» **What you will do**
Beneath this line are the data; copy exactly the part of them that opens with the line containing "--- a/drafts/YYYY-MM-DD-this-week-in-rust-template.md" and closes with the line containing "Thank you for", and only that part.

..............................

PR #32, opened 2015-01-29
reader-friendly title

indeyets:
Proposing change as [advised by SimonSapin@reddit](https://www.reddit.com/r/rust/comments/2tw2w1/this_week_in_rust_67/co3dmec?context=3)

Original title is instinctively read as "This Week in Rust-67" and I keep wondering what is this "Rust-67" for next 5 seconds
(movie sequels are to be blamed, I believe) :)

### DIFF
--- a/drafts/YYYY-MM-DD-this-week-in-rust-template.md
+++ b/drafts/YYYY-MM-DD-this-week-in-rust-template.md
@@ -1,4 +1,4 @@
-Title: This Week in Rust XX
+Title: This Week in Rust. #XX
 Date: YYYY-MM-DD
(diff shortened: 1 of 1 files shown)


brson:
Thank you for the pull request. I do think I prefer the aesthetics as they are and even like the ambiguity.

I am sympathetic though, and question the utility of sticking a number here at all. Now that we're up to 70 though it would be a shame to stop...

Anyway, the long and short of it is that I am not going to accept this, for vague aesthetic reasons. I apologize, but if you continue to feel strongly about it feel free to re-argue it - I'm easily beaten down with time and perseverance.

PR #35, opened 2015-02-03
Fix typo in username

frewsxcv:
In case you're curious about the misspelling of the car, my name is Corey. I used to like cars...it was clever at the time


Gankro:
Thanks!

PR #43, opened 2015-03-11
Fix typo

fenhl:
prce → pcre


brson:
Thanks for supporting TWiR!

PR #55, opened 2015-04-28
Add Gankro's Peaches post

Manishearth:
Alternatively, if we're okay with linking to poop jokes, http://cglab.ca/~abeinges/blah/everyone-poops/


cmr:
deployed.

..............................

» **Reply**
--- a/drafts/YYYY-MM-DD-this-week-in-rust-template.md
+++ b/drafts/YYYY-MM-DD-this-week-in-rust-template.md
@@ -1,4 +1,4 @@
-Title: This Week in Rust XX
+Title: This Week in Rust. #XX
 Date: YYYY-MM-DD
(diff shortened: 1 of 1 files shown)


brson:
Thank you for the pull request. I do think I prefer the aesthetics as they are and even like the ambiguity.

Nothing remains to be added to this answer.